Per la prima volta in quasi tre decenni di osservazioni, le nubi su Nettuno sono pressoché svanite. Le immagini riprese dal 1994 al 2022 dall’Osservatorio WM Keck, insieme a quelle del telescopio spaziale Hubble della Nasa, mostrano che le classiche striature bianche, che ricordano i cirri terrestri, non si vedono più, a eccezione del polo sud.

Le osservazioni, pubblicate sulla rivista Icarus, suggeriscono inoltre una apparente connessione tra la scomparsa delle nubi di Nettuno e il ciclo undecennale dell’attività solare: una scoperta sorprendente, visto che Nettuno è il pianeta più lontano dal Sole e riceve solo 1/900 della luce solare che riceve la Terra.

Autori della scoperta sono un gruppo di astronomi guidato dall’Università della California, Berkeley, che ha trovato che le nubi normalmente osservate alle medie latitudini del gigante ghiacciato hanno iniziato a svanire piuttosto velocemente nel 2019, nel giro di pochi mesi. «Anche quattro anni dopo, le immagini che abbiamo scattato lo scorso giugno hanno mostrato che le nubi non sono tornate ai loro livelli precedenti», afferma Erandi Chavez del Centro di astrofisica dell’Università di Harvard. «Questo è estremamente eccitante e inaspettato, soprattutto perché il precedente periodo di bassa attività nuvolosa di Nettuno non era stato così drammatico e prolungato».

Per monitorare l’evoluzione dell’aspetto di Nettuno, Chavez e il suo team hanno analizzato le immagini scattate dal 1994 al 2022 utilizzando la seconda generazione della Near-Infrared Camera (Nirc2) al Keck, accoppiata al suo sistema di ottica adattiva (dal 2002), così come le osservazioni effettuate all’Osservatorio Lick (2018-2019) e quelle del telescopio spaziale Hubble (dal 1994). Negli ultimi anni le osservazioni del Keck sono state integrate da immagini prese nell’ambito del Twilight Observing Program e da immagini del telescopio spaziale Hubble riprese nell’ambito del programma Outer Planet Atmospheres Legacy (Opal).
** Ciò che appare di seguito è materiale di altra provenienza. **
PR #984, opened 2020-01-08
Optional cache for Oereblex integration

jwkaltz:
One pyramid_oereb user, who uses Oereblex, has analyzed that most of the time spent in generating the data extracts is spent in requesting data from Oereblex, whereas the same data is requested many times, even within the same data extract.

È dal confronto di tutti questi dati che è emersa l’intrigante correlazione tra i cambiamenti nella copertura nuvolosa di Nettuno e il ciclo solare – il periodo in cui il campo magnetico del Sole cambia ogni 11 anni, causando fluttuazioni dei livelli di radiazione solare. I ricercatori hanno osservato che quando il Sole ha emesso più intensamente luce ultravioletta (Uv) – in particolare la forte emissione Lyman-alfa dell’idrogeno – circa due anni dopo su Nettuno sono apparse più nubi. Il team ha inoltre trovato una correlazione positiva tra il numero di nubi e la luminosità del gigante gassoso dovuta alla luce solare che si riflette su di esso.

«Questi dati straordinari ci danno la prova più forte che la copertura nuvolosa di Nettuno è correlata al ciclo del Sole», riporta Imke de Pater, dell’Università di Berkeley. «Le nostre scoperte supportano la teoria secondo la quale i raggi Uv del Sole, quando sono abbastanza forti, potrebbero innescare una reazione fotochimica che produce le nubi di Nettuno».

La connessione tra il ciclo solare e il modello meteorologico nuvoloso di Nettuno è stata desunta da 2,5 cicli di attività nuvolosa registrati nell’arco di 29 anni di osservazioni di Nettuno. Durante questo periodo, la riflettività del pianeta è aumentata nel 2002 (luminosità massima), poi si è attenuata nel 2007 (luminosità minima), è tornata luminosa nel 2015, quindi è diminuita nel 2020 al livello più basso mai osservato, ovvero quando la maggior parte delle nubi è scomparsa. I cambiamenti nella luminosità di Nettuno causati dal Sole sembrano salire e scendere abbastanza in sincronia con la presenza delle nubi sul pianeta.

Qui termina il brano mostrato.